With the conditions $n_0\left(0\right)=n_0\left(1\right)=0$, we find that

$$n_0\left(u\right)=-2uln\left(u\right)\mathrm{for}u\in [0,1].$$

(69)

Figure 10 presents the functions $n\left(u\right)$ and $n_0\left(u\right)$, which are quite different.

4. Discussion

In several fields, notably, financial mathematics, many authors are now proposing diffusion processes with jumps as models. Moreover, random variables known as first-hitting times are important in various applications. In two or more dimensions, when there are no jumps, to obtain the quantities of interest, such as the mean of these random variables, we need to solve partial differential equations. These equations become partial differential–integral equations when continuous jumps are added.

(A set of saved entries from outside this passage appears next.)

PR #872, opened 2018-06-19
Remove editor headers

lionel-:
Follow up to #842 

The Emacs file-local settings are not consistent across files and take precedence over the the new `editorconfig` settings, causing confusion while editing.

### DIFF
--- a/inst/examples/ConvolveBenchmarks/convolve10_cpp.cpp
+++ b/inst/examples/ConvolveBenchmarks/convolve10_cpp.cpp
@@ -1,5 +1,3 @@
-// -*- mode: C++; c-indent-level: 4; c-basic-offset: 4; tab-width: 8 -*-
-
 // this version expands convolve8_cpp by making Vec mimic the structure of
 // NumericVector. It peforms well, so this is is not the structure of
 // NumericVector that is the problem. So what is it then ?
--- a/inst/examples/ConvolveBenchmarks/convolve11_cpp.cpp
+++ b/inst/examples/ConvolveBenchmarks/convolve11_cpp.cpp
@@ -1,5 +1,3 @@
-// -*- mode: C++; c-indent-level: 4; c-basic-offset: 4; tab-width: 8 -*-
-
 // This version uses nona to indicate that xb does not contain any missing
 // value. This is the assumption that all other versions do.
 
--- a/inst/examples/ConvolveBenchmarks/convolve12_cpp.cpp
+++ b/inst/examples/ConvolveBenchmarks/convolve12_cpp.cpp
@@ -1,5 +1,3 @@
-// -*- mode: C++; c-indent-level: 4; c-basic-offset: 4; tab-width: 8 -*-
-
 // This is a rewrite of the 'Writing R Extensions' section 5.10.1 example
 
 #include <Rcpp.h>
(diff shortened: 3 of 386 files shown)


eddelbuettel:
Please file issue tickets before making PRs as the file [Contributing.md] suggests. 

I am likely going to ignore this -- we have no cared about cosmetics such as this for many years, and I don't think we care now either.

lionel-:
This is not cosmetics. These headers mess up the Emacs settings from editorconfig. They cause wrong display and wrong indentation.

eddelbuettel:
I use Emacs with editorconfig too and have no issues.  In any event this has ALWAYS been a mess as we never had a consistent policy let alone behaviour here given the sometimes somewhat "volatile" action around here.

I am unlikely to be in favour of PRs touching hundreds of files. I would be in favour of figuring out something saner for all / most (and I do like editorconfig) and then move towards as we change files.

_Maybe_ several months in with experience all around we can discuss bulk changes.  But not as a start.

lionel-:
> I use Emacs with editorconfig too and have no issues.

Probably because you have edited files whose settings are congruent with those of editorconfig. Try any file with `tab-width: 8` and tabs written by someone who assumed a tab size of 4 (random example, inst/include/Rcpp/StringTransformer.h).

Anyway, I can now work on Rcpp based on this branch and rebase it out before sending other PRs. Feel free to reopen anytime.

eddelbuettel:
Tabs equal four was an old setting; we tried changing but never went anywhere.  The last (uncoordinated) mass commit was by @kevinushey a few years ago and along those lines.  I think we concluded that mass commits are generally not a good idea.

I also think we now feel that spaces is preferable to tabs, but I still don't think it is worth messing up file history by carpet bombing all files. I tend to M-x untabify when I come across it.

kevinushey:
Is there a way to enforce this in Emacs without touching each file? (E.g. some way to say in `.dir_locals.el` either "don't read file-specific indentation settings" or perhaps "re-load `.editorconfig` after parsing those settings")

lionel-:
There are various ways around this. The less intrusive I thought of is to rehook locally editorconfig after hack-local-variables (the function that applies local vars) from the local vars themselves. In `.dir-locals.el`:

```elisp
((nil . ((eval . (add-hook 'hack-local-variables-hook 'editorconfig-apply nil 'local)))))
```

By the way, I agree that incremental changes are preferable, but I don't think this is a case of carpet bombing. First because the changes in this PR are localised to the headers and so wouldn't get in the way of someone blaming/praising the git history. And second because pure line substractions actually don't show up in blame at all. (I am making the assumption that commit history is the reason to be wary about mass edits.)

eddelbuettel:
I like files and directories at the OS level; I keep the same ones for years and tar up and copy.  Giving EVERY header file a new timestamp is just not cool.

If we must, we could remove editorconfig from the repo and move it to gitignore.  Much less trouble.

lionel-:
Got it.

> If we must, we could remove editorconfig from the repo and move it to gitignore. Much less trouble.

I think editorconfig is awesome and the way to go. Let's just remove the headers when they cause trouble while editing a file if that's ok.

eddelbuettel:
That's what I generally do.  I also (when I remember) remove TABs with spaces, and generally remove the only-used-by-Romain-an-nobody-else extra level of spaces.

eddelbuettel:
And I would very much in favour of the three of us sticking our heads together and defining a sane (and simple) policy.  I'd rather not have it too descriptive (and I just learned about things editorconfig cannot do :-/ as eg the 'no-namespace-indentation' that $WORK prefers).

PR #876, opened 2018-07-09
AIX doesn't have tm_gmtoff

ayappanec:
AIX doesn't have tm_gmtoff due to which the compilation is failing. This PR will fix this issue.


eddelbuettel:
Hm, we have not had any AIX reports in some. I wonder why that did not come up before.  I see two other files with five total uses for `#ifdef _AIX` so this will probably not cause harm -- but still strange we did not need it before.

ayappanec:
Not sure. I am just trying R in AIX and i found this issue.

In this paper, we have considered problems of this type. Owing to the symmetry in these problems, we were able to reduce the PDIEs to (ordinary) integro-differential equations. For the distribution of the random jumps that we used, we succeeded in transforming the IDEs into ODEs.

We have obtained exact analytical solutions to problems involving important diffusion processes. In cases where it is not possible to find analytical solutions, numerical methods can be used to obtain solutions to problems for fixed values of the various parameters in the models.

To generalize the results obtained in this paper, we could add random jumps to the stochastic process $\left\{X\right(t),t\ge 0\}$ as well. Furthermore, other distributions for the random jumps could be used. For discrete distributions, the equations to be solved would be partial differential–difference equations.

Finally, we could try to solve optimal control problems for these jump-diffusion processes in two or more dimensions. To find the optimal control, in the case of random jumps with a continuous distribution, we generally need to obtain the value function, which would then satisfy a nonlinear PDIE.